Per orientarsi e informarsi è utilissimo il libro Nella setta, di Flavia Piccinni e Carmine Gazzanni, due giornalisti coraggiosi che hanno fatto un’inchiesta approfondita su diverse organizzazioni: Dammanhur, Soga Gakai, Unione Punto Macrobiotico e molte altre. In alcuni casi - vedi la vicenda giudiziaria de Il Forteto, vicino a Firenze - hanno dimostrato pericolosi intrecci tra affari, politica fiorentina e supposte attività assistenziali. Hanno raccolto dati, testimonianze di fuoriusciti, si sono introdotti di persona in queste associazioni, consultato documenti.
Il quadro è inquietante: moltissime le vittime che si sono rovinate, sia economicamente che psicologicamente. Abbiamo detto che i confini tra un culto, una setta e un’associazione a delinquere possono essere confusi. Aspirazione spirituale, ingenuità, credulità popolare, fragilità psicologica? In fondo il desiderio di miracoli ha sempre incontrato madonne che piangono, guaritori spirituali come Mamma Ebe che si approfittavano della fiducia dei seguaci.
Qua però si parla di sette, e pur nel vuoto legislativo, ci sono certamente dei reati difficili da perseguire. Al ministero dell’Interno esista una Sas, squadra antisette, ma lamenta molte difficoltà di intervento. Il reato di plagio non esiste più ed è un bene perché era troppo vago, ma bisogna trovare una fattispecie che renda penalmente perseguibili certi comportamenti: questo è compito del legislatore. Talvolta si è parlato di riduzione in schiavitù, ma poiché le persone sembrano consenzienti, sarà molto difficile incastrare questi e queste pseudoguru.
Ma come si fa a capire se noi o i nostri cari sono finiti in una setta pericolosa? Propongo alcuni criteri su cinque coordinate: potere, denaro, sessualità, restrizioni alla libertà di comunicazione con le famiglie, comportamento con chi esce o vuole uscire.
1. Potere. Il capo o guru decide tutto, la struttura è rigidamente piramidale esistono regole che definiscono minuziosamente cosa l’adepto deve fare, anche in materia di sessualità, educazione dei figli, lavoro. Gli adepti sono privati del potere decisionale su molti aspetti delle loro vite.
2. Denaro.

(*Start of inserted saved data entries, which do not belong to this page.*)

PR #42028, opened 2025-11-05
Add support for MiniMax-M2

rogeryoungh:
# What does this PR do?

This PR adds MiniMax-M2 model to Hugging Face Transformers from MiniMaxAI.

Relevant Links:

- [MiniMax M2 & Agent: Ingenious in Simplicity](https://www.minimax.io/news/minimax-m2)
- https://huggingface.co/MiniMaxAI/MiniMax-M2

## Before submitting
      Pull Request section?
      to it if that's the case.

## Who can review?

@ArthurZucker @Cyrilvallez


docs/source/en/model_doc/minimax_m2.md
```diff
@@ -0,0 +1,82 @@
...
+⚠️ Note that this file is in Markdown but contain specific syntax for our doc-builder (similar to MDX) that may not be rendered properly in your Markdown viewer.
+
+-->
+
+
+# MiniMax-M2
+
+## Overview
+
+MiniMax-M2 redefines efficiency for agents. It's a compact, fast, and cost-effective MoE model (230 billion total parameters with 10 billion active parameters) built for elite performance in coding and agentic tasks, all while maintaining powerful general intelligence. With just 10 billion activated parameters, MiniMax-M2 provides the sophisticated, end-to-end tool use performance expected from today's leading models, but in a streamlined form factor that makes deployment and scaling easier than ever.
```
molbap: Changed a bit to be more factual 
```suggestion
MiniMax-M2 is a compact, fast, and cost-effective MoE model (230 billion total parameters with 10 billion active parameters) built for elite performance in coding and agentic tasks, all while maintaining powerful general intelligence. With just 10 billion activated parameters, MiniMax-M2 provides the sophisticated, end-to-end tool use performance expected from today's leading models, but in a streamlined form factor that makes deployment and scaling easier than ever.
```

src/transformers/models/minimax_m2/modular_minimax_m2.py
```diff
@@ -0,0 +1,384 @@
...
+        "layers.*.block_sparse_moe.experts.*.w3": "colwise",
+    }
+    base_model_pp_plan = {
+        "embed_tokens": (["input_ids"], ["inputs_embeds"]),
+        "layers": (["hidden_states", "attention_mask"], ["hidden_states"]),
+        "norm": (["hidden_states"], ["hidden_states"]),
+    }
+    attribute_map = {
+        "num_experts": "num_local_experts",
+    }
```
molbap, line 150: For further reviews: This part is identical to `Minimax1` configuration but inheriting the configuration would require deleting a bunch of keys, like `full_attn_beta_factor`, and so on, so ok to keep.

src/transformers/models/minimax_m2/modular_minimax_m2.py
```diff
@@ -0,0 +1,384 @@
...
+            pad_token_id=pad_token_id,
+            bos_token_id=bos_token_id,
+            eos_token_id=eos_token_id,
+            tie_word_embeddings=tie_word_embeddings,
+            **kwargs,
+        )
+
+
+class MiniMaxM2MLP(MixtralMLP):
+    pass
```
molbap: should be safe to remove
```suggestion
```

src/transformers/models/minimax_m2/modular_minimax_m2.py
```diff
@@ -0,0 +1,384 @@
...
+        )
+
+        attn_output = attn_output.reshape(*input_shape, -1).contiguous()
+        attn_output = self.o_proj(attn_output)
+        return attn_output, attn_weights
+
+
+class MiniMaxM2DecoderLayer(MixtralDecoderLayer):
+    pass
+
```
molbap: safe to delete as well
```suggestion
```

molbap (approved):
Very clean integration, no particular comments. Thank you! cc @Cyrilvallez for core review

src/transformers/models/minimax_m2/modular_minimax_m2.py
```diff
@@ -0,0 +1,374 @@
...
+        self.num_key_value_groups = config.num_attention_heads // config.num_key_value_heads
+        self.scaling = self.head_dim**-0.5
+        self.attention_dropout = config.attention_dropout
+        self.is_causal = True
+        self.q_proj = nn.Linear(config.hidden_size, config.num_attention_heads * self.head_dim, bias=False)
+        self.k_proj = nn.Linear(config.hidden_size, config.num_key_value_heads * self.head_dim, bias=False)
+        self.v_proj = nn.Linear(config.hidden_size, config.num_key_value_heads * self.head_dim, bias=False)
+        self.o_proj = nn.Linear(config.num_attention_heads * self.head_dim, config.hidden_size, bias=False)
+
+        self.use_qk_norm = config.use_qk_norm
```
molbap: missed that (I think) - do we always use qk norm? if yes, no need for an `if` check

rogeryoungh: You're right, in our current configuration, `use_qk_norm` is always true. However, I kept the if statement to maintain consistency with other model implementations that use `qk_norm`.

molbap: Since one model == one file, it's better to remove unused code paths, so I'd suggest to remove that one!

rogeryoungh: `use_qk_norm` has been removed.

molbap:
Failing tests on the hub are unrelated timeouts. Thanks for the update!

Qubitium:
@ArthurZucker lets gets this quickly merged. 2 weeks is infinity in the current model wars cycle.

src/transformers/models/auto/modeling_auto.py
vasqu, line 1: We should also add to `tokenization_auto`. If I see it correctly on the hub, then it's a gpt2 tokenizer

src/transformers/models/minimax_m2/modular_minimax_m2.py
```diff
@@ -0,0 +1,368 @@
...
+        self.num_local_experts = num_local_experts
+        self.output_router_logits = output_router_logits
+        self.router_aux_loss_coef = router_aux_loss_coef
+        self.router_jitter_noise = router_jitter_noise
+        # Try to set `rope_scaling` if available, otherwise use `rope_parameters`
+        rope_scaling = kwargs.pop("rope_scaling", None)
+        self.rope_parameters = rope_scaling or rope_parameters
+
+        # Validate the correctness of rotary position embeddings parameters
+        rope_theta = kwargs.get("rope_theta", 1000000.0)
```
vasqu: This was only meant for BC, let's remove this - instead it should be directly in the config already

src/transformers/models/minimax_m2/modular_minimax_m2.py
```diff
@@ -0,0 +1,368 @@
...
+        "layers.*.block_sparse_moe.experts.*.w3": "colwise",
+    }
+    base_model_pp_plan = {
+        "embed_tokens": (["input_ids"], ["inputs_embeds"]),
+        "layers": (["hidden_states", "attention_mask"], ["hidden_states"]),
+        "norm": (["hidden_states"], ["hidden_states"]),
+    }
+    attribute_map = {
+        "num_experts": "num_local_experts",
+    }
```
vasqu, line 150: Nit: would be nice if we could change this directly but given it's already released it's ok to keep if not

src/transformers/models/minimax_m2/modular_minimax_m2.py
```diff
@@ -0,0 +1,368 @@
...
+        # Validate the correctness of rotary position embeddings parameters
+        rope_theta = kwargs.get("rope_theta", 1000000.0)
+        standardize_rope_params(self, rope_theta=rope_theta)
+        rope_config_validation(self)
+
+        rotary_dim = kwargs.pop("rotary_dim", head_dim)
+        self.partial_rotary_factor = kwargs.pop("partial_rotary_factor", 1.0)
+
+        if self.head_dim is not None:
+            self.partial_rotary_factor = rotary_dim / self.head_dim
```
vasqu: Any reason this needs to be within the config itself? It also seems that this is not used at all (i.e. defaults to 1). Let's remove this and if it is indeed used, then it needs to be in the `rope_parameters` directly

src/transformers/models/minimax_m2/modular_minimax_m2.py
```diff
@@ -0,0 +1,368 @@
...
+        self.experts = MiniMaxM2Experts(config)
+        self.register_buffer("e_score_correction_bias", torch.zeros(config.num_local_experts))
+
+    def route_tokens_to_experts(self, router_logits):
+        routing_weights = torch.nn.functional.sigmoid(router_logits.float())
+        scores_for_choice = routing_weights + self.e_score_correction_bias
+        _, top_k_index = torch.topk(scores_for_choice, self.top_k, dim=-1, sorted=False)
+        top_k_weights = routing_weights.gather(1, top_k_index)
+        top_k_weights /= top_k_weights.sum(dim=-1, keepdim=True)
+        return top_k_index, top_k_weights.to(router_logits.dtype)
```
vasqu: We recently changed how we build MoE, can you add this to our weight converter and adjust respectively; see https://github.com/huggingface/transformers/blob/5804c1fa474f2568e359e3fb5800cb7b13fb01e2/src/transformers/conversion_mapping.py#L109

src/transformers/models/minimax_m2/modular_minimax_m2.py
```diff
@@ -0,0 +1,368 @@
...
+class MiniMaxM2Attention(Glm4MoeAttention):
+    def __init__(self, config: MiniMaxM2Config, layer_idx: int):
+        nn.Module.__init__(self)
+        self.config = config
+        self.layer_idx = layer_idx
+        self.head_dim = getattr(config, "head_dim", None) or config.hidden_size // config.num_attention_heads
+        self.num_key_value_groups = config.num_attention_heads // config.num_key_value_heads
+        self.scaling = self.head_dim**-0.5
+        self.attention_dropout = config.attention_dropout
+        self.is_causal = True
```
vasqu: We can use qwen3 instead imo, this will allow us to use super init and remove / overwrite the parts that changed

src/transformers/models/minimax_m2/modular_minimax_m2.py
```diff
@@ -0,0 +1,368 @@
...
+        input_shape = hidden_states.shape[:-1]
+        hidden_shape = (*input_shape, -1, self.head_dim)
+
+        query_states = self.q_proj(hidden_states)
+        key_states = self.k_proj(hidden_states)
+        value_states = self.v_proj(hidden_states)
+
+        # main diff from Llama
+        query_states = self.q_norm(query_states)
+        key_states = self.k_norm(key_states)
```
vasqu: That's interesting :D nothing for you to do, seeing this the first time

tests/models/minimax_m2/test_modeling_minimax_m2.py
```diff
@@ -0,0 +1,202 @@
...
+        processor_name,
+    ):
+        return True
+
+    @require_flash_attn
+    @require_torch_gpu
+    @pytest.mark.flash_attn_test
+    @slow
+    def test_flash_attn_2_inference_equivalence_right_padding(self):
+        self.skipTest(reason="MiniMaxM2 flash attention does not support right padding")
```
vasqu: These feel like copy paste, can you check if we can remove either?

tests/models/minimax_m2/test_modeling_minimax_m2.py
```diff
@@ -0,0 +1,202 @@
...
+        # This is to mimic torch.testing.assert_not_close
+        self.assertNotAlmostEqual(include_padding_result.aux_loss.item(), result.aux_loss.item())
+
+
+@require_torch
+class MiniMaxM2IntegrationTest(unittest.TestCase):
+    @slow
+    @require_torch_accelerator
+    def test_small_model_logits(self):
+        model_id = "hf-internal-testing/MiniMaxM2-tiny"
```
vasqu: @molbap have you uploaded a model there? That's definitely the way to go but we should double-check and probably adjust numbers

src/transformers/models/minimax_m2/modular_minimax_m2.py
vasqu: This possibly also affects the tp plan

vasqu (commented):
Added some comments but looks already very nice, good job! Some things have changed on main so you will likely need to add our new weights converter to this model as well.

Imo, the integration tests seem suspicious to me and might not have been checked?

tests/models/minimax_m2/test_modeling_minimax_m2.py
molbap: haven't! good catch

vasqu:
@Qubitium sorry for the delays, will be taking over for the most part. Crunching some important features for v5 so some PRs got lost under it, apologies

src/transformers/models/minimax_m2/modular_minimax_m2.py
Qubitium: @vasqu @rogeryoungh I am not minimax staff but still have concerns myself.

Since HF Transformer changes broke this PR in terms of compat, what is exaclty is 

`def _build_checkpoint_conversion_mapping():` doing? What is `WeightConverter`?

I see no method level documentation and only internal code comments which looks like list generation to assist in concat/fusing of MoE modules? But how everything is glued together is still unclear. 

Minimax internally does not use HF transformers stack and I think they would have the same question as I do. What exactly is the latest v5 changes regarding MoE? Is there an overview doc to make this clear? 

@ArthurZucker Can we get a global (even in alpha form) doc/readme on the MoE arch changes in v5 so model makers has a clear eagle eye view of the v5 target when it comes to MoE?

rogeryoungh:
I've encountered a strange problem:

Gli adepti devono conferire i loro beni o lavorare per salari da fame che di fatto impediscono ogni autonomia.
3. Sesso. Il capo esercita anche un potere sessuale, sia personalmente che decidendo chi deve fare cosa con chi
4. Contatti esterni. Si tende a scoraggiare il contatto con "quelli di fuori", cosa che può arrivare a livelli patologici, quasi una paranoia di massa: vedi il suicidio colletto dei seguaci di Jim Jones in Guyana, o gli esiti della comunità di Osho in Oregon. Se sono presenti questi elementi, l’aspirazione alla spiritualità degli adepti è sfruttata per fini personali, che configurano anche reati. Le persone sono in pericolo. Si incoraggia però fortemente il proselitismo, che fa avanzare di grado chi porta dentro più gente, i cosiddetti reclutatori ? Questo è il caso di un santone pugliese che, tra maratone di preghiera, apparizioni dell’ostia e altri fenomeni, cerca di ampliare la sua sfera di influenza.

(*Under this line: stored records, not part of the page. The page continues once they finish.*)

PR #42031, opened 2025-11-05
Fix the order of methods in processor loading

zucchini-nlp:
# What does this PR do?

As per title. The order was accidentally changed in prev PR and there's no reason for it. The reproducer is

```python
from transformers import Qwen2VLProcessor
import torch 

repo='hf-internal-testing/tiny-qwenimage-edit-pipe'
load_kwargs = {'subfolder': 'processor', 'variant': None, 'revision': None}
kwargs = {'torch_dtype': torch.float32}

processor = Qwen2VLProcessor.from_pretrained(repo, **load_kwargs, **kwargs)
```

### DIFF
--- a/src/transformers/processing_utils.py
+++ b/src/transformers/processing_utils.py
@@ -1370,8 +1370,8 @@ class ProcessorMixin(PushToHubMixin):
         if token is not None:
             kwargs["token"] = token
 
-        processor_dict, kwargs = cls.get_processor_dict(pretrained_model_name_or_path, **kwargs)
         args = cls._get_arguments_from_pretrained(pretrained_model_name_or_path, **kwargs)
+        processor_dict, kwargs = cls.get_processor_dict(pretrained_model_name_or_path, **kwargs)
         return cls.from_args_and_dict(args, processor_dict, **kwargs)
 
     @classmethod
--- a/tests/models/auto/test_processor_auto.py
+++ b/tests/models/auto/test_processor_auto.py
@@ -88,6 +88,15 @@ class AutoFeatureExtractorTest(unittest.TestCase):
 
         self.assertIsInstance(processor, Wav2Vec2Processor)
 
+    def test_processor_from_local_subfolder_from_repo(self):
+        with tempfile.TemporaryDirectory() as tmpdirname:
+            processor = AutoProcessor.from_pretrained("facebook/wav2vec2-base-960h")
+            processor.save_pretrained(f"{tmpdirname}/processor_subfolder")
+
+            processor = Wav2Vec2Processor.from_pretrained(tmpdirname, subfolder="processor_subfolder")
+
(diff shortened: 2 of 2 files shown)


src/transformers/processing_utils.py
```diff
@@ -1370,8 +1370,8 @@ def from_pretrained(
         if token is not None:
             kwargs["token"] = token
 
-        processor_dict, kwargs = cls.get_processor_dict(pretrained_model_name_or_path, **kwargs)
         args = cls._get_arguments_from_pretrained(pretrained_model_name_or_path, **kwargs)
+        processor_dict, kwargs = cls.get_processor_dict(pretrained_model_name_or_path, **kwargs)
```
sayakpaul, line 1374: Curious -- how does the order matter unless there's something in place going on there? 👀 Does the `kwargs` get consumed?

zucchini-nlp: yes, the kwargs are modified in-place and returned back from `get_processor_dict`

sayakpaul: Ah that's the culprit! I wonder if it could make sense to use `kwargs.copy()` so that we know the original `kwargs` is unchanged and "safe" to be reused.

But I would understand if that's not preferred.

zucchini-nlp: Yeha, that was done for a reason since we use kwargs later to update config keys. So we can allow users to `from_pretrained(model_id, subfolder='x', any_processor_attribute='new_value')`

tests/models/auto/test_processor_auto.py
```diff
@@ -88,6 +88,15 @@ def test_processor_from_local_directory_from_repo(self):
...
 
+    def test_processor_from_local_subfolder_from_repo(self):
+        with tempfile.TemporaryDirectory() as tmpdirname:
+            processor = AutoProcessor.from_pretrained("facebook/wav2vec2-base-960h")
+            processor.save_pretrained(f"{tmpdirname}/processor_subfolder")
+
+            processor = Wav2Vec2Processor.from_pretrained(tmpdirname, subfolder="processor_subfolder")
+
+        self.assertIsInstance(processor, Wav2Vec2Processor)
+
```
molbap, line 99: Thanks for adding a test! Why not use `'hf-internal-testing/tiny-qwenimage-edit-pipe'` though?

molbap (approved):
Looks good, thanks for fixing!

tests/models/auto/test_processor_auto.py
zucchini-nlp: just wanted to not depend on diffusers test repos, in case it is changed in the future to suit diffusers' needs :)

molbap: Fair point!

5. Uscite. Per chi esce si va dall’ostracismo totale alla diffamazione e anche alle minacce. Non si deve parlare con giornalisti, psicologi e psichiatri. Molte delle testimonianze raccolte nel libro trasudavano paura. Non è facile venirne fuori, tra sensi di colpa, un’identità messa in crisi dal lavaggio del cervello di anni, una sudditanza economica, la perdita della rete di contatti familiari e sociali.
Anche di recente un genitore preoccupato per la sorte di un figlio ci ha chiesto aiuto: ci si può rivolgere a delle associazioni che si occupano di queste situazioni, per esempio il Cesap, Centro studi abusi psicologici, il Gris di Torino, l’Onap, Osservatorio nazionale abusi psicologici. È fondamentale che il governo si impegni perché il vuoto legislativo alimenta l’impunità. Ci sono state interrogazioni parlamentari, ci auguriamo davvero che abbiano un seguito.